PR #871, opened 2026-08-17
9/12 feat: add the Paraglide message catalogues for every supported locale

kaljarv:
# 9/12 · `feat: add the Paraglide message catalogues for every supported locale`

**Stack position: 9 of 12.** Base: `ship/v0.2-akita-07-frontend-routes`. Head: `ship/v0.2-akita-08-i18n-messages`.
**330 files changed, 8,986 insertions, 0 deletions** — and unusually for this stack, GitHub will show
you exactly that. Rename detection changes nothing here: every one of the 330 files is an addition
(`330 A`, no `D` and no `M`), so there is no delete-plus-add pair for GitHub to pair up.
`git show --shortstat` and `git show --shortstat --no-renames` return the identical triple. Both
numbers are stated because elsewhere in this stack they differ sharply — PR 8 renders as 165 files
against a measured 214 — and an unreconciled pair is what makes a reviewer distrust a header line.

**This PR is one shape repeated 329 times.** The Paraglide message catalogue: 7 locales × 47
namespace files, plus one README. There is no logic in it. What is worth your attention is not any
individual file but whether the 7 locales agree with each other — and that was measured exhaustively
rather than sampled, because the failure mode is silent.

---

   zero files.

not asserted: every off-diagonal cell of the pairwise overlap matrix is `0`, and the eleven cut slices
plus the untouched remainder reproduce the development branch's tree hash exactly — most recently
`40f5d20c5`, measured after slices 09 and 10 were cut. The partition arithmetic closes at a gap of
`0`: 252 + 97 + 119 + 162 + 195 + 533 + 214 + 330 + 152 + 129 + 2,321 = **4,504**, the comparable file
total. And the remainder decomposes independently of that measurement: after slice 10 the only files
left are `.planning/`, `.claude/`, `.agents/` and `CLAUDE.md` — **zero** files outside slice 11's own
pathspec.

## What you are looking at

`apps/frontend/messages/` — the message catalogue Paraglide compiles into typed message functions.

| Area | Files | What it is |
| --- | ---: | --- |
| `messages/{locale}/*.json` | 329 | 7 locales × 47 namespace files. `en` is the base locale; the others are `fi`, `sv`, `da`, `et`, `fr`, `lb`. |
| `messages/README.md` | 1 | Written during this review pass: what the catalogue is, how a key becomes a callable message, and the parity checks below as runnable scripts. |

The 47 namespaces are declared in `apps/frontend/project.inlang/settings.json`, which ships in PR 11
(the configuration slice) — so a reviewer of *this* PR cannot see the file that decides which of these
files are compiled. That is stated rather than left to be discovered, and the consistency between the
two was measured here: **the 47 `pathPattern` entries and the 47 files on disk have a symmetric
difference of 0, in both directions.** No file is uncompiled and no pattern entry lacks a file.

**One property of this slice is worth stating because most slices in this stack do not have it: the
diff is the entire surface.** Elsewhere a file can be byte-identical across the repository layout move
that PR 1 performs, which means PR 1 renders it as a rename and no later PR's diff contains it —
reviewed by nobody. Under this slice's paths there is **no such file**, established two independent
ways: files tracked at the head under the pathspec minus files present in the diff is `330 − 330 = 0`,
and a blob-by-blob comparison against the pre-move tree finds **0** identical files. Nothing here is
invisible.

Backend, Supabase Adapter, Edge Functions) do not apply — this slice touches none of their paths.

### Locale parity, measured over every locale, every file and every key

This is the check the slice exists to answer, and the answer is exact rather than a sample.

| Measurement | Value |
| --- | ---: |
| locale directories on disk | **7** |
| locales declared in `project.inlang/settings.json` | **7**, identical set, base `en` |
| files per locale — and the union of file names across all 7 | **47 = 47** — no locale missing a namespace, none with an extra |
| `pathPattern` entries vs files on disk | **47 = 47**, symmetric difference **0** both ways |
| fully-qualified keys per locale | **598** in every one of the 7 |
| union of all locales' key sets | **598** |
| intersection of all locales' key sets | **598** |
| **symmetric difference (union − intersection)** | **0** |

**No key is present in one locale and missing in another.** The scripts that produce these numbers are
in `messages/README.md` in this PR, and were executed as written before being committed.

**Why this had to be measured directly rather than left to a test.** The translation wrapper returns
**the key string itself** when it cannot resolve a message, so a locale missing a key renders a raw
dotted identifier like `candidateApp.settings.title` into the page instead of failing. There is a
check for that — but its reach is the accessibility scan's route table, which resolves to **5 URLs**,
none of them in the candidate or admin apps. A parity defect in a Finnish candidate-app string is
outside that check by construction. The compile-time key union does not close the gap either: it is
generated from the *legacy* catalogue that ships in PR 7, not from these files.

### Placeholder parity — the second measurement, and it found the slice's one defect

A key can be present in all seven locales and still be broken, because `{name}` refers to a **declared
input** and the declared names are part of the message's callable signature. Compared across all 598
keys × 7 locales, recursing into plural and selector bodies — **147 message bodies are arrays rather
than strings, and a check that skipped them would have reported a clean result and been wrong**:

| | Before | After |
| --- | ---: | ---: |
| placeholder-set divergences against `en` | **2** | **1** |

- **Fixed before this PR opened.** `sv/components.json` → `components.video.timeLeft` declared its
  inputs as `minuter` / `sekunder` and interpolated `{minuter}` / `{sekunder}`, where all six other
  locales declare `minutes` / `seconds`. The Swedish variant therefore had a **different callable
  signature** from its siblings and could not receive what a caller passes. Only the four
  declarations, two selector names and two interpolations were renamed — **the Swedish text is
  untouched**, so no translation decision was taken. Severity stated rather than inflated: the key has
  **zero call sites** in the repository today, so nothing renders it; it was fixed because the repair
  is mechanical and lossless. It is also inherited rather than introduced — the pre-Paraglide
  catalogue carries the same names.
- **One divergence remains, and it is deliberate.** `questions.intro.start` is
  `Answer {numQuestions} Questions` in `en` and interpolates `numQuestions` in five other locales;
  `sv` reads `Börja svara på frågor` with no placeholder. That one **is** live — it is the
  questions-intro call to action — but the remedy is Swedish copy, which is a publisher's decision
  and not a reviewer's or an implementer's.

Two further measurements, neither of which is a defect: **12 empty-string values**, of which 7 are one
key that is empty in all seven locales by design (a publisher-overridable default whose render site is
guarded on truthiness) and 5 are a shared suffix; and **31 values identical to `en` in all six other
locales**, of which 24 are emoji, 7 are the language endonyms in `lang.json` (`Suomi`, `Svenska`, …,
correctly untranslated), and one is that same empty default.

## Why no checks run here

`ship/v0.2-akita-07-frontend-routes`, a sibling branch, so **no checks run — and that is correct

**The reason is the base branch, not the file types in the diff.** The workflow does carry a
`paths-ignore` for `**.md`, and it is irrelevant here twice over: this PR is 329 `.json` files and one
`.md`, and `paths-ignore` only ever applies to a run the trigger already selected.

**Do not read "no checks" as "the jobs exist and were skipped."** The workflow file at this branch's
head is still `main`'s — byte-identical, blob `c2fdcedb2` — and it defines exactly three jobs:
*exist* here. The branch-tip workflow, with its newer Yarn and its four additional jobs
(`skill-drift-check`, `supabase-tests`, `dev-seed-integration`, `e2e-visual`), arrives with PR 11.

reason that has nothing to do with this PR. Observed on PR 1's run, and re-verified against that run
rather than copied: all three fail at step **`Setup Yarn 4.6`** with

```
```

never reached and is reported `skipped`. The cause is that the root `package.json` at this head still
declares `frontend`, `docs` and `backend/vaa-strapi` as workspaces — verified at this exact commit —
while PR 1 moved two of them under `apps/` and PR 2 deleted the third. Those 412 packages dropping out
of the resolution are the dependency closure of the moved-away workspaces. The root `package.json` and
`yarn.lock` are corrected in `ship/v0.2-akita-10-root-config` (PR 11), so **every stack state from
PR 1 up to and including PR 10 — ten branches — cannot `yarn install`.** That is the stack contract's
point (1) working as designed.

**What was actually run, locally, against the development branch tip these slices are cut from:**
`yarn build` 14/14 packages, `yarn test:unit` **1,522 tests across 149 files**, `yarn lint:check`
**0 errors**, each under a forced, uncached run and each identical to the pre-review baseline. **The
43 end-to-end specs were not run**; that suite needs a dev server and a seeded local database, and
this project's own rule is that a did-not-run E2E test counts as a failure rather than a pass, so **no
green suite is claimed for this PR.** The full-suite run against the post-review tip is the stack's
collective proof.

**330 files** is just over the ~300-file point at which the Files-changed tab starts truncating, so
you may need to load the remainder. At 8,986 changed lines it is comfortably inside the 20,000-line
limit, so no individual diff collapses.

The truncation costs you little here, because the 329 JSON files are one shape: if you have read
`en/` and one other locale, you have read the pattern. **The parity tables above are the part that
cannot be obtained by scrolling**, which is why they are stated as counts with their commands rather
than as an impression.

## The stack

`main`.

| **9** | **`ship/v0.2-akita-08-i18n-messages`** ← *you are here* | add the Paraglide message catalogues for every supported locale | **330** | **8986** | **0** |
| 10 | `ship/v0.2-akita-09-docs` | update the project documentation — the docs site, the root README and roadmap, and the key-generation guide | 152 | 777 | 347 |
| 11 | `ship/v0.2-akita-10-root-config` | update the monorepo and frontend-app build, lint, CI and deployment plumbing | 129 | 8662 | 27267 |
| 12 | `ship/v0.2-akita-11-planning` | add the v0.2 planning record and agent configuration | 2321 | 878943 | 104 |

Line counts are measured over each slice's own commit with rename detection off. Row 1's is the
rename-aware measurement, which is what a reviewer actually sees — GitHub's own API reports
`files=1316, +0, -0` with 1,316 `renamed` entries. Rows 1–11 are measured on cut slices; row 12 is
measured from the remainder and moves slightly as each plan writes its own record.

## Full evidence

Every verdict above, with file-and-line citations — including the per-locale key and placeholder
tables and the full list of empty and identical values — is in
**"Slice 08 — `ship/v0.2-akita-08-i18n-messages`"**.

[151-DISPOSITION.md § Slice 08](https://github.com/OpenVAA/voting-advice-application/blob/ship/v0.2-akita-11-planning/.planning/phases/151-ship-v0-2-akita-review-stack/151-DISPOSITION.md#slice-08--shipv02-akita-08-i18n-messages)


kaljarv (commented):
Bypassed as non-critical.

*Problem to work on*
Copy the lines above exactly. Start with the line containing "outside that check", end with the line containing "generated from the", and include both.

*Solution to this exercise*
outside that check by construction. The compile-time key union does not close the gap either: it is
generated from the *legacy* catalogue that ships in PR 7, not from these files.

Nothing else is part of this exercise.